Can large language models replace humans in the systematic review process? Evaluating GPT-4’s efficacy in screening and extracting data

Article type
Authors
Khraisha Q1, Put S2, Kappenberg J3, Warraitch A1, Hadfield K1
1Trinity College Dublin, Dublin, Ireland; School of Psychology, Trinity College Dublin, Dublin, Ireland
2Department of Education University of York, UK, York, UK
3School of Psychology, Trinity College Dublin, Dublin, Ireland
Abstract
Systematic reviews are vital for guiding practice, research, and policy, yet they are often slow and labour-intensive. Large language models (LLMs) could speed up and automate systematic reviews, but their performance in such tasks has yet to be comprehensively evaluated against humans, and no study has tested GPT-4, the biggest LLM so far. This pre-registered study uses a ‘human-out-of-the-loop’ approach to evaluate GPT-4’s capability in title/abstract screening, full-text review, and data extraction across various literature types and languages.
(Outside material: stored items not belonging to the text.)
PR #1592, opened 2018-09-10
Store dartdoc report with ScoreCard too.

isoos:
https://github.com/dart-lang/pub-dartlang-dart/issues/1352


app/lib/dartdoc/dartdoc_runner.dart
```diff
@@ -143,6 +149,20 @@ class DartdocJobProcessor extends JobProcessor {
       await tempDir.delete(recursive: true);
     }
 
+    if (!hasContent) {
+      suggestions.add(getDartdocRunFailedSuggestion());
+    }
+    // TODO: calculate coverage score
```
sortie: File an issue?

isoos: https://github.com/dart-lang/pana/issues/269 covers it.

PR #1599, opened 2018-09-12
Delete old ScoreCard and SDK dartdoc data.

isoos:
I'm introducing a new version that tracks the previously deployed runtime versions. The GC process for ScoreCard and SDK data checks the stored data only against this version, and if it is older than this reference, it can be deleted.

It provides us much better control than the rather vague "keep the latest two or the latest successful" rule of the `Analysis` GC (which would become obsolete once the ScoreCard takes over).

### DIFF
--- a/app/lib/dartdoc/backend.dart
+++ b/app/lib/dartdoc/backend.dart
@@ -86,6 +86,23 @@ class DartdocBackend {
     return new PubDartdocData.fromJson(map);
   }
 
+  /// Deletes the old entries that predate [shared_versions.gcBeforeRuntimeVersion].
+  Future deleteOldSdkData() async {
+    final prefix = storage_path.dartSdkDartdocPrefix();
+    await for (BucketEntry entry in _storage.list(prefix: '$prefix/')) {
+      if (entry.isDirectory) {
+        continue;
+      }
+      final name = p.basename(entry.name);
+      final version = name.replaceAll('.json.gz', '');
+      if (version.length == 10 &&
+          version.compareTo('2018.00.00') > 0 &&
+          version.compareTo(shared_versions.gcBeforeRuntimeVersion) < 0) {
+        await _storage.delete(entry.name);
+      }
+    }
+  }
+
   /// Returns the latest stable version of a package.
   Future<String> getLatestVersion(String package) async {
     final list = await _db.lookup([_db.emptyKey.append(Package, id: package)]);
--- a/app/lib/dartdoc/backend.dart
+++ b/app/lib/dartdoc/backend.dart
@@ -95,8 +95,9 @@ class DartdocBackend {
       }
       final name = p.basename(entry.name);
       final version = name.replaceAll('.json.gz', '');
-      if (version.length == 10 &&
-          version.compareTo('2018.00.00') > 0 &&
+      final matchesPattern = version.length == 10 &&
+          shared_versions.runtimeVersionPattern.hasMatch(version);
+      if (matchesPattern &&
           version.compareTo(shared_versions.gcBeforeRuntimeVersion) < 0) {
         await _storage.delete(entry.name);
       }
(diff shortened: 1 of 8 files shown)


app/lib/dartdoc/backend.dart
```diff
@@ -86,6 +86,23 @@ class DartdocBackend {
...
+  Future deleteOldSdkData() async {
+    final prefix = storage_path.dartSdkDartdocPrefix();
+    await for (BucketEntry entry in _storage.list(prefix: '$prefix/')) {
+      if (entry.isDirectory) {
+        continue;
+      }
+      final name = p.basename(entry.name);
+      final version = name.replaceAll('.json.gz', '');
+      if (version.length == 10 &&
+          version.compareTo('2018.00.00') > 0 &&
```
sortie: Why this check? What about older data?

app/lib/dartdoc/backend.dart
```diff
@@ -86,6 +86,23 @@ class DartdocBackend {
...
+          version.compareTo(shared_versions.gcBeforeRuntimeVersion) < 0) {
+        await _storage.delete(entry.name);
```
sortie: This prevents us from easily reverting back beyond gcBeforeRuntimeVersion as the newer version will interfere with the older version's data, which is none of its business.

Is the .json.gz updated continuously by the instances using it? If so, we can check whether it has been updated in the past X days and then keep it. Otherwise, we could store a marker every now and then to signal that this particular older version is currently running, and other versions shouldn't touch its files.

app/lib/shared/versions.dart
```diff
@@ -10,6 +10,16 @@ import 'utils.dart' show isNewer;
...
 
+/// The version which marks the earliest version of the data which we'd like to
+/// keep during various GC processes. Data prior to this version is subject to
+/// delete (unless there is another rule in place to keep it).
+///
+/// Make sure that at least two versions are kept here as the next candidates
+/// when the version switch happens:
+/// - 2018.09.11
+/// - 2018.09.03
+final String gcBeforeRuntimeVersion = '2018.08.27';
```
sortie: Depending on how much data each version consumes, and how much data we store, we could automate this. We could delete all data older than 6 months, for instance, if those versions are not in use. Alternatively, the above code could scan the directory and identity the N newest versions, and keep those and the older versions currently deployed.

isoos:
> I'm concerned about cornering ourselves here where we discover a big problem and we can't roll back to before it was introduced because this window was too narrow

In that case the ScoreCard* for the given runtimeVersion will be re-generated in a matter of hours (depending the number of instances), and until that happens, the site should be still working and downloads should happen.

app/lib/dartdoc/backend.dart
isoos: Sanity/paranoid check, so that we don't have a similarly-looking file that we delete by accident.

sortie: How about checking if it matches the regular expression for a date?

sortie:
Won't those be re-deleted after a couple hours more?

isoos:
> Won't those be re-deleted after a couple hours more?

Assuming that the very new and the very old versions are both running, yeah, they will be re-deleted.
How about keeping the current method (which keeps the delete logic simple and not-too-slow), and also check for being more than 6 months old, while making the re-generation of the report to happen in every month or so?

isoos:
PTAL

app/lib/shared/versions.dart
```diff
@@ -6,10 +6,23 @@ import 'package:pub_semver/pub_semver.dart';
 
 import 'utils.dart' show isNewer;
 
+/// The pattern of [runtimeVersion].
+final RegExp runtimeVersionPattern = new RegExp(r'\d{4}\.\d{2}\.\d{2}');
```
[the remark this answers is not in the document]
isoos: Year 10k will also break lexicographic ordering, and probably other assumptions too. I'd rather stick with this, I'm sure somebody will figure it out before the year 9800 or so, leaving plenty of time for migration :)

PR #5997, opened 2022-08-29
Better handle ModeratedPackage names in NameTracker.

isoos:
- Do not generate conflicting names (including the reduced name) for moderated packages.
- Renamed fields and methods to make it explicit that they store the moderated names.
- Added test case for the current issue.

### DIFF
--- a/app/lib/package/name_tracker.dart
+++ b/app/lib/package/name_tracker.dart
@@ -86,7 +86,7 @@ class NameTracker {
   List<TrackedPackage>? _packagesOrderedByLastPublishedDesc;
 
   /// Names that are reserved due to moderated packages having these names.
-  final _reservedNames = <String>{};
+  final _moderatedNames = <String>{};
   final _conflictingNames = <String, String>{};
   final _firstScanCompleter = Completer();
   _NameTrackerUpdater? _updater;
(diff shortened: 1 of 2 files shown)


app/lib/package/name_tracker.dart
```diff
@@ -104,20 +104,20 @@ class NameTracker {
...
-    _names.remove(name);
+  void addModeratedName(String name) {
+    _moderatedNames.add(name);
+    final existed = _names.remove(name);
+    if (existed) {
+      // reset conflicting names
+      _conflictingNames.removeWhere((key, value) => value == name);
+      for (final name in _names) {
+        _addConflictingName(name);
+      }
```
jonasfj, line 115: Why is this necessary, are we cache state forever across runtimeVersions? that sounds dangerous.

Maybe we should fix the TODO, instead:
> /// TODO: support remove and re-scan package names every day or so.

isoos: This is a cache for the local instance only, and runtimeVersions don't play much role in it.

We could re-scan daily, however, there are alternatives:
- This reset of the values when a ModeratedPackage first appears to the instance.
- With a bit more memory, we could track multiple source names for each conflicting alternative, and then removal would be much cheaper, and doesn't need re-calculation.

As package moderation is not a common event, I think we are better off with this, but I could also imagine daily re-scan or maybe a bit more memory use would be better in complexity.

jonasfj: > As package moderation is not a common event, I think we are better off with this,

How is daily rescan not easier?

I just see a code path that rarely gets exercised.

Also we don't care if it takes 24 hours before a name can be reused...

isoos: > How is daily rescan not easier?

It will need to have a separate data structure that we build on scanning, and some maintenance around triggering the scan. Not super-complex, but more lines of code than now..

isoos:
Closing as #6017 will be better.

PR #6002, opened 2022-08-30
Testing the GitHub Actions OpenID token parser and verifier on GitHub Actions.

isoos:


.github/workflows/token-test.yml
```diff
@@ -0,0 +1,35 @@
...
+  pull_request:
+  schedule:
+    - cron: "0 0 * * 0"
+defaults:
+  run:
+    shell: bash
+env:
+  PUB_ENVIRONMENT: bot.github
+permissions:
+  id-token: write
```
jonasfj, line 17: We don't need it here, right?

app/test/service/openid/github_openid_test.dart
```diff
@@ -49,4 +54,70 @@ void main() {
...
+      // example `ref`: `refs/pull/38/merge`
+      expect(payload.ref, startsWith('refs/'));
+      expect(payload.ref, anyOf(contains('/pull/')));
+
+      // TODO: decide if we need to run checks on these values
+      // example `sub`: `repo:dart-lang/pub-dev:pull_request`
+      expect(token.payload['sub'], startsWith('repo:dart-lang/pub-dev:'));
+      expect(token.payload['repository_visibility'], 'public');
+      expect(token.payload['actor'], isNotEmpty);
+    });
```
jonasfj, line 121: Make it skip: if `ACTIONS_ID_TOKEN_REQUEST_URL` isn't set...

app/test/service/openid/github_openid_test.dart
```diff
@@ -49,4 +54,70 @@ void main() {
     expect(firstRsaKey.n, isNotEmpty);
     expect(firstRsaKey.e, isNotEmpty);
   });
+
+  if (Platform.environment['CI'] == 'true') {
```
jonasfj, line 58: use the tag presubmit only:
https://github.com/dart-lang/pub-dev/blob/master/app/dart_test.yaml#L2

app/test/service/openid/github_actions_id_token_test.dart
```diff
@@ -0,0 +1,82 @@
...
+    fn: () async {
+      expect(actionsIdTokenRequestUrl, isNotEmpty);
+      expect(actionsIdTokenRequestToken, isNotEmpty);
+
+      final uri = Uri.parse(actionsIdTokenRequestUrl);
+      final rs = await http.get(
+        uri.replace(
+          queryParameters: {
+            ...uri.queryParameters,
+            'audience': 'https://pub.dev',
```
jonasfj, line 33: Can we use a dummy audience? so we don't leak something that could potentially be used.

app/test/service/openid/github_actions_id_token_test.dart
```diff
@@ -0,0 +1,82 @@
...
+import 'package:test/test.dart';
+
+import '../../shared/test_services.dart';
+
+void main() {
+  final actionsIdTokenRequestUrl =
+      Platform.environment['ACTIONS_ID_TOKEN_REQUEST_URL'] ?? '';
+  final actionsIdTokenRequestToken =
+      Platform.environment['ACTIONS_ID_TOKEN_REQUEST_TOKEN'] ?? '';
+  testWithProfile(
```
jonasfj, line 21:
```suggestion

  // This test only works when running on Github Actions with `id-token: write` permissions.
  //
  // This test creates a id-token, not for talking to an external service,but for testing that we
  // are able to verify and validate the token.
  testWithProfile(
```

PR #6015, opened 2022-09-02
Show screenshot thumbnail on package page

szakarias:


szakarias:
image

isoos:
I'm wondering if the thumbnail would be better at the end of the metadata section. With that, we would start the info box with the scores and the publisher (both pub.dev-specific), and then continue with user-provided information, a short description and then the screenshots. wdyt?

app/lib/frontend/templates/views/pkg/screenshots.dart
```diff
@@ -0,0 +1,56 @@
...
+    children: [prev, imageContainer, next],
+  );
+}
+
+d.Node screenshotThumbnailNode(
+    String thumbnailUrl, List<String>? screenshotUrls) {
+  final collectionsIconWhite =
+      staticUrls.getAssetUrl('/static/img/collections_white_24dp.svg');
+  return d.div(attributes: {
+    'thumbnail-data': screenshotUrls!.reduce((a, b) => '$a,$b'),
```
isoos, line 46: maybe `screenshotUrls!.join(',')` ?

pkg/web_app/lib/src/screenshot_carousel.dart
```diff
@@ -57,7 +57,7 @@ void _setEventForScreenshot() {
   for (final thumbnail in thumbnails) {
     thumbnail.onClick.listen((event) {
       showElement(carousel);
-      images = thumbnail.attributes['data']!.split(',');
+      images = thumbnail.attributes['thumbnail-data']!.split(',');
```
isoos, line 60: I think this should rather be `data-<x>` attribute, that can be accessed via `Element.dataset['x']`.

app/lib/frontend/templates/views/pkg/screenshots.dart
szakarias: done

pkg/web_app/lib/src/screenshot_carousel.dart
szakarias: Definitely! :-) Done.

jonasfj (approved):

szakarias:
Landing this as per discussion, it is still behind experimental. We will probably move the placement of the thumbnail once we land on a final design.

PR #6017, opened 2022-09-02
Rewriting NameTracker: daily full scan, better handling ModeratedPackage.

isoos:
- An alternative to #5997.
- New timer for full daily re-scan of the Datastore for packages.
- Packages are scanned at startup and updates are running every 15 minutes + we may also run an update when a new version is published.
- Do not generate conflicting names (including the reduced name) for moderated packages.
- Added test case for the current issue.
-


jonasfj (approved):

app/lib/fake/server/fake_default_service.dart
```diff
@@ -44,7 +44,7 @@ class FakePubServer {
           }
 
           await generateFakePopularityValues();
-          nameTracker.startTracking();
+          await nameTracker.startTracking();
```
jonasfj, line 47: Should we have a timeout?

Do we need to handle exceptions here?

jonasfj: Let's make it a 5 minute timeout.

Although GPT-4 had accuracy on par with human performance in some tasks, results were skewed by chance agreement and dataset imbalance. Adjusting for these caused performance scores to drop across all stages: for data extraction, performance was moderate, and for screening, it ranged from none in highly balanced literature datasets (~1:1) and moderate in those datasets where the ratio of inclusion to exclusion in studies was imbalanced (~1:3). When screening full-text literature using highly reliable prompts, GPT-4’s performance was more robust, reaching ‘human-like’ levels. While our findings indicate that, currently, substantial caution should be exercised if LLMs are being used to conduct systematic reviews, they also offer preliminary evidence that, for certain review tasks delivered under specific conditions, LLMs can rival human performance.